Na Região Norte, em maio de 1989 o desvio de precipitação da cidade de Manaus e do Estado do Amapá foi de 120% acima da normal climatológica devido à formação de linhas de instabilidade sobre estas regiões.
Em abril de 1995, na localidade de Soure no Pará, houve um desvio positivo de precipitação superior a 1000 mm.
b) Distúrbios de leste - Em julho e agosto de 1989, os desvios positivos de precipitação foram superiores a 300 mm no litoral de Pernambuco e em Guaramiranga-CE.

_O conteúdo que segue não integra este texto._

PR #537, opened 2019-04-04
Move buildFileTree into a fileTree reducer

### LINKED ISSUE #533: Move buildFileTree into a fileTree reducer
Supports #522 

In preparation for also storing the ordered fileTree paths and linter messages, move the `buildFileTree` function from `FileTree` into a `fileTree` reducer and store the tree in the redux store.

bobsilverberg:
Fixes #533 

This patch moves all of the functionality that creates the `tree` structure out of the `FileTree` component and into a new `fileTree` reducer. This includes:

- The types for `FileNode`, `DirectoryNode` and `TreeNode`.
- The functions `getVersionName`, `getRootPath`, `recursiveSortInPlace` and `buildFileTree`, all of which are used for generating the `tree` and were all moved exactly as is.
- The `FileTree` component now gets its `tree` prop via `mapStateToProps` from the `fileTree` reducer.
- The `FileTree` component now has a `loadData` function which is called from both `componentDidMount` and `componentDidUpdate` which checks whether has a value in the `tree` prop and if not dispatches `fileTreeActions.buildTree`.
- The new `fileTree` reducer exposes one action: `buildTree` which accepts a version and stores a `tree` structure in its state, and one selector: `getTree` which returns either the `tree` structure, or `undefined` if it hasn't been built yet for the requested `version`.

### DIFF
--- a/src/components/FileTree/index.spec.tsx
+++ b/src/components/FileTree/index.spec.tsx
@@ -1,372 +1,33 @@
 /* eslint @typescript-eslint/camelcase: 0 */
-import * as React from 'react';
 import { shallow } from 'enzyme';
-import Treefold from 'react-treefold';
+import * as React from 'react';
 import { ListGroup } from 'react-bootstrap';
+import Treefold from 'react-treefold';
+import { Store } from 'redux';
 
 import configureStore from '../../configureStore';
 import {
+  actions as fileTreeActions,
+  buildFileTree,
+} from '../../reducers/fileTree';
+import {
   Version,
   actions as versionActions,
-  createInternalVersion,
-  createInternalVersionEntry,
   getVersionInfo,
 } from '../../reducers/versions';
 import {
   createFakeLogger,
-  createVersionWithEntries,
   fakeVersion,
-  fakeVersionEntry,
   shallowUntilTarget,
   spyOn,
 } from '../../test-helpers';
-import { getLocalizedString } from '../../utils';
 import { getTreefoldRenderProps } from '../FileTreeNode/index.spec';
 import FileTreeNode from '../FileTreeNode';
 import Loading from '../Loading';
 
-import FileTree, {
-  DirectoryNode,
-  FileTreeBase,
-  buildFileTree,
-  getRootPath,
-} from '.';
+import FileTree, { DefaultProps, FileTreeBase, PublicProps } from '.';
 
 describe(__filename, () => {
-  describe('getRootPath', () => {
-    const version = createInternalVersion(fakeVersion);
-    const addonName = getLocalizedString(version.addon.name);
-
-    expect(getRootPath(version)).toEqual(`root-${addonName}`);
-  });
-
-  describe('buildFileTree', () => {
-    it('creates a root node', () => {
-      const version = createVersionWithEntries([]);
-      const addonName = getLocalizedString(version.addon.name);
-
-      const tree = buildFileTree(version);
-
-      expect(tree).toEqual({
-        id: `root-${addonName}`,
-        name: addonName,
-        children: [],
-      });
-    });
-
-    it('converts a non-directory entry to a file node', () => {
-      const filename = 'some-filename';
-      const entries = [
-        createInternalVersionEntry({
-          ...fakeVersionEntry,
-          mime_category: 'text',
-          filename,
-        }),
-      ];
-      const version = createVersionWithEntries(entries);
-
-      const tree = buildFileTree(version);
-
-      expect(tree.children).toEqual([
-        {
-          id: entries[0].path,
-          name: filename,
-        },
-      ]);
-    });
-
-    it('converts a directory entry to a directory node', () => {
-      const filename = 'some-directory';
-      const entries = [
-        createInternalVersionEntry({
-          ...fakeVersionEntry,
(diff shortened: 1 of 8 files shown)


bobsilverberg:
My apologies for the large diff, but this is pretty much the minimum amount of changes required to move this function. The large number of lines changed has to do with the fact that quite a bit of code was moved from `FileTree` (component) to `fileTree` (reducer), and the same was done for the tests (a wholesale move of a lot of code from tests for the component to tests for the reducer). The diff for the test is super ugly though. :-(

src/components/FileTree/index.spec.tsx
```diff
@@ -1,399 +1,120 @@
...
-        },
-      );
-    };
+      expect(dispatch).not.toHaveBeenCalled();
+    });
 
     it('renders a ListGroup component with a Treefold', () => {
       const store = configureStore();
       const version = getVersion({ store });
+      _buildTree(store, version);
```
willdurand: Could this be moved in `render()`? It looks like it is used everywhere.

bobsilverberg: There are a couple of issues with that, which is why I didn't do it.

1. We don't always want to build the file tree, so I would have needed an argument like `buildFileTree: boolean`.
2. The `render` function is designed to accept a `versionId`, not a `version`. It's up to the test to decide whether to load a `version` that matches the `versionId` into the store before calling `render`. `buildTree` requires an actual `version`, so it would require changes to the `render` function, which is currently working pretty well for the tests we need.

I did experiment with this, but decided that keeping `render` the way it is would be best. Suggestions for improvements are welcome, though.

src/reducers/fileTree.tsx
```diff
@@ -0,0 +1,179 @@
...
+        for (let i = 0; i < parts.length; i++) {
+          const foundNode = currentNode.children.find(
+            (child: TreeNode) => child.name === parts[i],
+          ) as DirectoryNode;
+
+          if (foundNode) {
+            currentNode = foundNode;
+          }
+
+          // TODO: this should not happen but what if we don't find a node?
```
kumar303: I know this was in the original patch but I think it would be nice if this threw an error or logged a warning. I'm imagining that hitting this line would result in a broken tree so it would be helpful to at least get some kind of signal of what went wrong. You could probably inject a stub `root` to test it -- whatever works.

src/reducers/fileTree.tsx
```diff
@@ -0,0 +1,179 @@
...
+
+export const actions = {
+  buildTree: createAction('BUILD_TREE', (resolve) => {
+    return (payload: { version: Version }) => resolve(payload);
+  }),
+};
+
+export const getTree = (
+  treeState: FileTreeState,
+  version: Version | void,
```
kumar303: can this just be `versionId`?

src/reducers/fileTree.tsx
```diff
@@ -0,0 +1,179 @@
...
+};
+
+export const initialState: FileTreeState = {
+  forVersionId: undefined,
+  tree: undefined,
+};
+
+export const actions = {
+  buildTree: createAction('BUILD_TREE', (resolve) => {
+    return (payload: { version: Version }) => resolve(payload);
```
kumar303: I think it's better to keep actions light whenever possible since they live on the stack of all user activity. What about accepting `versionId` and `addonName` (or `rootName`)?

bobsilverberg: I'm not sure I follow. `buildTree` needs a version to work with to build the tree. Are you suggesting we get that from the `versions` reducer, rather than passing it in? Is it okay to call a selector from `versions` when inside the `fileTree` reducer?

bobsilverberg:
Thanks for the initial reviews @kumar303 and @willdurand. I addressed the first two of @kumar303's comments, and added some replies to the other comments.

src/reducers/fileTree.tsx
kumar303: Where does it need a `version`? I only saw two places:

- to build the root name: https://github.com/mozilla/addons-code-manager/blob/69cdeeebdc789e8cbc922c6a8c1ae9ba0b93feec/src/reducers/fileTree.tsx#L45
- to use `version.id` as a key https://github.com/mozilla/addons-code-manager/blob/69cdeeebdc789e8cbc922c6a8c1ae9ba0b93feec/src/reducers/fileTree.tsx#L170

Thus, I think the action payload can just be `dispatch(buildTree({ versionId: 123, rootName: 'some-name' }))`.

Am I missing some other use of `version`?

willdurand: Aren't we supposed to use the `entries` too? https://github.com/mozilla/addons-code-manager/blob/69cdeeebdc789e8cbc922c6a8c1ae9ba0b93feec/src/reducers/fileTree.tsx#L53

kumar303:
> Aren't we supposed to use the entries too? 

Yes! That's what I was missing. OK, I guess you might as well pass `version` into the action. Carry on.

src/reducers/fileTree.tsx
bobsilverberg: Yes, the entries are kind of the point of the whole thing. 😉

PR #539, opened 2019-04-05
Store a list of ordered file paths in the fileTree reducer 

### LINKED ISSUE #538: Store a list of ordered file paths in the fileTree reducer
Supports #522 
Depends on #533 

Store a list of file paths, in the same order as they appear in the `FileTree`, in the `fileTree` reducer.

bobsilverberg:
Fixes #538 

This builds a list of file paths that can then be used for keyboard navigation. Note that the `FileTree` component does not currently use the `treePathList` prop, but it does need it to know whether to request that the path list be built by the reducer.

### DIFF
--- a/src/components/FileTree/index.tsx
+++ b/src/components/FileTree/index.tsx
@@ -15,6 +15,7 @@ import {
   TreeNode,
   actions as fileTreeActions,
   getTree,
+  getTreePathList,
 } from '../../reducers/fileTree';
 import {
   Version,
@@ -39,6 +40,7 @@ export type DefaultProps = {
 
 type PropsFromState = {
   tree: DirectoryNode | void;
+  treePathList: string[] | void;
   version: Version | void;
 };
 
@@ -66,10 +68,15 @@ export class FileTreeBase extends React.Component<Props> {
   }
 
   _loadData = () => {
-    const { dispatch, tree, version } = this.props;
+    const { dispatch, tree, treePathList, version } = this.props;
 
-    if (version && !tree) {
-      dispatch(fileTreeActions.buildTree({ version }));
+    if (version) {
+      if (!tree) {
+        dispatch(fileTreeActions.buildTree({ version }));
+      } else if (!treePathList) {
+        console.log(tree);
+        dispatch(fileTreeActions.buildTreePathList({ versionId: version.id }));
+      }
     }
   };
 
@@ -190,6 +197,9 @@ const mapStateToProps = (
 
   return {
     tree: version ? getTree(state.fileTree, version.id) : undefined,
+    treePathList: version
+      ? getTreePathList(state.fileTree, version.id)
+      : undefined,
     version,
   };
 };
--- a/src/components/FileTree/index.tsx
+++ b/src/components/FileTree/index.tsx
@@ -15,7 +15,6 @@ import {
   TreeNode,
   actions as fileTreeActions,
   getTree,
-  getTreePathList,
 } from '../../reducers/fileTree';
 import {
   Version,
@@ -39,8 +38,7 @@ export type DefaultProps = {
 };
 
 type PropsFromState = {
-  tree: DirectoryNode | void;
-  treePathList: string[] | void;
+  treeNodes: DirectoryNode | void;
   version: Version | void;
 };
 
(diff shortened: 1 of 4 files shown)


src/reducers/fileTree.tsx
```diff
@@ -172,6 +207,20 @@ const reducer: Reducer<FileTreeState, ActionType<typeof actions>> = (
         tree,
       };
     }
+    case getType(actions.buildTreePathList): {
+      const { versionId } = action.payload;
+      const { forVersionId, tree } = state;
+
+      if (!versionId || forVersionId !== versionId || !tree) {
+        _log.warn('No version loaded for versionId: ', versionId);
+        return state;
```
kumar303: The coverage report says this is missing a test but I didn't verify. Is it?

src/components/FileTree/index.tsx
```diff
@@ -66,10 +68,15 @@ export class FileTreeBase extends React.Component<Props> {
...
-    const { dispatch, tree, version } = this.props;
+    const { dispatch, tree, treePathList, version } = this.props;
 
-    if (version && !tree) {
-      dispatch(fileTreeActions.buildTree({ version }));
+    if (version) {
+      if (!tree) {
+        dispatch(fileTreeActions.buildTree({ version }));
+      } else if (!treePathList) {
+        console.log(tree);
```
kumar303: eslint says no 💣

src/reducers/fileTree.tsx
```diff
@@ -172,6 +207,20 @@ const reducer: Reducer<FileTreeState, ActionType<typeof actions>> = (
         tree,
       };
     }
+    case getType(actions.buildTreePathList): {
+      const { versionId } = action.payload;
+      const { forVersionId, tree } = state;
+
+      if (!versionId || forVersionId !== versionId || !tree) {
```
kumar303: It's not a good idea to depend on `state.tree` because it puts the burden of control on the component. Currently, it's not in full control otherwise you wouldn't need to log a warning and bail. 

I suggest performing this reducer logic at the same time you [build the tree](https://github.com/mozilla/addons-code-manager/blob/5d836b97265d8b49368a0c12eba8ac0646260f3f/src/reducers/fileTree.tsx#L200). The only downside might be performance but I don't think that will be an issue. If it becomes an issue, we could split the tree building reducer into smaller pieces.

If you really think it's a better idea to depend on `state.tree` then you should pass it through the action payload instead. With that approach, the component would be fully in control.

src/reducers/fileTree.tsx
```diff
@@ -131,20 +132,43 @@ export const buildFileTree = (version: Version): DirectoryNode => {
...
+
+  extractPaths(tree);
+
+  return treePathList;
+};
+
 export type FileTreeState = {
   forVersionId: void | number;
   tree: DirectoryNode | void;
+  treePathList: string[] | void;
```
kumar303: Since I suggested doing all the reducer work in response to `buildTreePathList`, it would probably be more convenient to expand the tree object instead of adding a new state attribute. Something like this:

```tsx
tree: {
  nodes: DirectoryNode | void;
  pathList: string[] | void;
}
```

What do you think?

src/reducers/fileTree.tsx
bobsilverberg: My original intention was to build this at the same time as the tree, but I thought you requested I not do that and make it distinct actions. I now realize that that was probably about storing the linter messages, and not simply the paths. I'll make that change which will change a lot of this patch.

src/reducers/fileTree.tsx
bobsilverberg: Yes, sounds good.

bobsilverberg:
Ok, I changed this to build the file paths in the same action as the tree nodes, and that cleaned up pretty much everything from the original comments.

src/reducers/fileTree.tsx
kumar303: > My original intention was to build this at the same time as the tree, but I thought you requested I not do that and make it distinct actions

Ah, sorry for the confusion. I was just requesting to start with a smaller patch (the first one for just files, not linter messages) and improve it incrementally. That makes each patch easier to review.

src/components/FileTree/index.tsx
```diff
@@ -38,7 +38,7 @@ export type DefaultProps = {
 };
 
 type PropsFromState = {
-  tree: DirectoryNode | void;
+  treeNodes: DirectoryNode | void;
```
kumar303: It would be helpful to make this `treeNodes: FileTree['nodes']` so they remain in sync.

src/reducers/fileTree.spec.tsx
```diff
@@ -20,11 +21,15 @@ describe(__filename, () => {
     it('builds and loads a tree', () => {
       const version = createInternalVersion(fakeVersion);
       const state = reducer(undefined, actions.buildTree({ version }));
+      const nodes = buildFileTree(version);
 
       expect(state).toEqual({
         ...initialState,
         forVersionId: version.id,
-        tree: buildFileTree(version),
+        tree: {
```
kumar303: I'm seeing this pattern of calling two functions repeatedly. Why not make it one?

```tsx
      expect(state).toEqual({
        ...initialState,
        forVersionId: version.id,
        tree: buildFileTree(version),
      });
```

This would mean renaming the current `buildFileTree()` to `buildFileTreeNode()` and adding a new function, `buildFileTree()`, that combines everything and returns the final tree.

Issue #523, opened 2019-04-02
Visualize and navigate inline linter messages


kumar303:
User story:

> As a reviewer, I want to quickly see inline linter messages so I can understand their impact when reviewing code.

The current tool offers a vertical strip to the left of the file pane that attempts to let a reviewer visualize what slice of the file they are viewing and what lines have linter messages. It is buggy and unintuitive and does not show you actual linter messages.

It attempts to implement a common UX pattern of showing a condensed overview of a long file, found in IDEs. Here is an example of one, along the right side of this screen:

<details>
<summary>Screenshot</summary>

<img width="1277" alt="Screenshot 2019-04-02 at 19 08 51" src="https://user-images.githubusercontent.com/55398/55422685-d49ffa00-5541-11e9-832b-5358337db515.png">

</details>

Maybe we can implement something like this so that it addresses the user story above and possibly future user stories about navigating reviewer comments in files and other annotations from analysis. However, starting with a quicker implementation would be fine, too.

See https://github.com/mozilla/addons-code-manager/issues/520 for addressing this same user story purely with keyboard shortcuts

vcarciu:
@kumar303 : If the message is at the beginning of the file, then you can't visualize the linter message directly from the right side.  For example : https://code.addons-dev.allizom.org/en-US/browse/494431/versions/1532144/?path=manifest.json .

Please let me know if this is expected.

vcarciu:
I will log a new issue for comment from above.

PR #542, opened 2019-04-08
Visualize and navigate inline linter messages

kumar303:
This UI provides an overview of the entire file so one can visualize linter messages (and later things like comments). It's a proof of concept for https://github.com/mozilla/addons-code-manager/issues/523

<details>
<summary>Screencast</summary>

</details>

@willdurand @bobsilverberg do you have any feedback on the look and feel of the UX?

Notes:
- I'll break this up into smaller parts before requesting any code reviews
- This is just a foundation. We could add more things later like a magnifier to indicate which part of the overview is in view.
- I only added the overview to the `<Browse>` but it wouldn't be too hard to support `<Compare>` as well.


willdurand:
I suppose we can close this PR because the feature has landed.

PR #543, opened 2019-04-08
Configure lockfile maintenance PRs for Renovate

willdurand:
This tells Renovate to send a lockfile maintenance PR once a week (on
Monday). The second added option tells Renovate to wait until branch
tests have passed or failed before opening a PR.

### DIFF
--- a/renovate.json
+++ b/renovate.json
@@ -1,6 +1,8 @@
 {
   "extends": [
-    "config:base"
+    "config:base",
+    ":maintainLockFilesWeekly",
+    ":prNotPending"
   ],
   "packageRules": [
     {


renovate.json
```diff
@@ -1,6 +1,8 @@
 {
   "extends": [
-    "config:base"
+    "config:base",
+    ":maintainLockFilesWeekly",
```
bobsilverberg: What is the default behaviour without this option?

willdurand: No lockfile maintenance PR.

bobsilverberg: Fair enough.

PR #550, opened 2019-04-09
Enable HMR

### LINKED ISSUE #275: Get hot reloading to work for development

willdurand:
Fixes #275

---

I started from scratch, trying to understand whether CRA officially
supports HMR (hint: it is not as clear as it should be). In the end, I
added some code to enable HMR for React [1] and Redux [2]. It's similar
to what I've done for addons-frontend in the past, albeit much simpler.

Creating `src/reducers/index.tsx` is required so that we can track
changes on all reducers at once.

---

[1]: I tested by live editing a React component, which is updated in FF
without reloading the page. It's hot patched instead
[2]: I tested by adding a new prop to a reducer and it works too (it can
be monitored in the redux devtools)

### DIFF
--- a/src/components/App/index.tsx
+++ b/src/components/App/index.tsx
@@ -11,7 +11,8 @@ import makeClassName from 'classnames';
 import log from 'loglevel';
 import { FontAwesomeIcon } from '@fortawesome/react-fontawesome';
 
-import { ApplicationState, ConnectedReduxProps } from '../../configureStore';
+import { ApplicationState } from '../../reducers';
+import { ConnectedReduxProps } from '../../configureStore';
 import styles from './styles.module.scss';
 import { ApiState, actions as apiActions } from '../../reducers/api';
 import {
--- a/src/components/FileTree/index.tsx
+++ b/src/components/FileTree/index.tsx
@@ -9,7 +9,8 @@ import FileTreeNode, {
   PublicProps as FileTreeNodeProps,
 } from '../FileTreeNode';
 import Loading from '../Loading';
-import { ApplicationState, ConnectedReduxProps } from '../../configureStore';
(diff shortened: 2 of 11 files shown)


willdurand:
> Could you look to see what's going on here?

I'll try to fix it but I bet this is: https://github.com/reduxjs/redux/issues/1940

kumar303:
Hmm, that issue suggest that it is unfixable, no?

willdurand:
> Hmm, that issue suggest that it is unfixable, no?

It seems it should just work, but it does not. We could maybe backup the state before hot reloading.

kumar303:
> We could maybe backup the state before hot reloading.

I suppose that will work. Creating a root reducer with a predefined state is well supported. I guess it's all still a workaround for https://github.com/facebook/create-react-app/issues/6503 but that's OK.

willdurand:
Actually, I think this is an issue with our app and not with the HMR setup.

willdurand:
Also, we can't really backup the state before applying the HMR patch. Redux does not allow that.

kumar303:
> I think this is an issue with our app and not with the HMR setup.

Can you file it with STR so we don't forget to fix it?

willdurand:
> Can you file it with STR so we don't forget to fix it?

I filed https://github.com/mozilla/addons-code-manager/issues/551

PR #553, opened 2019-04-09
The fileTree reducer should not store an empty FileTree object 

### LINKED ISSUE #552: The fileTree reducer should not store an empty FileTree object
Depends on #547 

(This doesn't strictly depend on #547, but to avoid conflicts I plan to build it on top of that)

The `fileTree` reducer is [currently set up to store an empty `FileTree` object in its `tree` state](https://github.com/mozilla/addons-code-manager/blob/d75a64f80630ab6f544ce40ed199357603229cdc/src/reducers/fileTree.tsx#L160-L173) before the tree is built:

```js
export type FileTree = {
  nodes: DirectoryNode | void;
  pathList: PathList | void;
};

export type FileTreeState = {
  forVersionId: void | number;
  tree: FileTree;
};

export const initialState: FileTreeState = {
  forVersionId: undefined,
  tree: { nodes: undefined, pathList: undefined },
};
```

This seemed like a good idea at the time, but I realize now it is making it more difficult to work with. We should change this so that `tree` can be `void` before being populated, which will simplify some of the code I'm working on for the `FileTree` component.

bobsilverberg:
Fixes #552 
~~Depends on #547~~

Only the final commit in this PR is relevant to this patch.

Note that this change is being made to simplify the changes required for #459, which will require that the `FileTree` component also have access to `pathList` from the `fileTree` state.

### DIFF
--- a/src/components/FileTree/index.tsx
+++ b/src/components/FileTree/index.tsx
@@ -39,7 +39,7 @@ export type DefaultProps = {
 };
 
 type PropsFromState = {
-  treeNodes: FileTree['nodes'] | void;
+  tree: FileTree | void;
   version: Version | void;
 };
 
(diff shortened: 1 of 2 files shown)


bobsilverberg:
Note: It will probably be much easier to review this once #547 lands, and it's fine to wait for that.

kumar303:
This looks like it's ready for a rebase

bobsilverberg:
Thanks @kumar303. It's been rebased!

bobsilverberg:
Thanks @kumar303!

Em Junho de 1994, ocorreram chuvas intensas na Região Nordeste. Em Fortaleza-CE a precipitação mensal, foi aproximadamente três vezes superior a média climatológica. Em algumas localidades do Piauí, os totais mensais foram sete vêzes superiores a média climatológia. Este excesso de precipitação foi causado pela atuação de distúrbios de leste e pelos ventos alísios que formaram uma zona de confluência sobre a região norte do Nordeste.
Em abril de 1996, nos dias 28 e 29, houve chuvas abundantes e inundações na cidade de Recife.
c) Sistema frontal - Nos dias 10 e 12 de julho de 1989, sobre o litoral de Alagoas, um sistema frontal causou chuvas intensas e inundações na região litorânea deste Estado.
4) Bibliografia
INPE/CPTEC. Climanálise (1986 a julho 1996) - Boletim de Monitoramento e Análise Climática.
Nimer, Edmon (1979). Climatologia do Brasil . Volume 4 1979 . 420p. ilust.
UNIVAP (Universidade do Vale do Paraíba) (1995). Curso de Interpretação de Imagens e Análises Meteorológicas. 1995.
Vianello, Rubens Leite (1991) - Meteorologia Básica e Aplicações. Viçosa, UFV, Impr.Univ., 449p. ilust.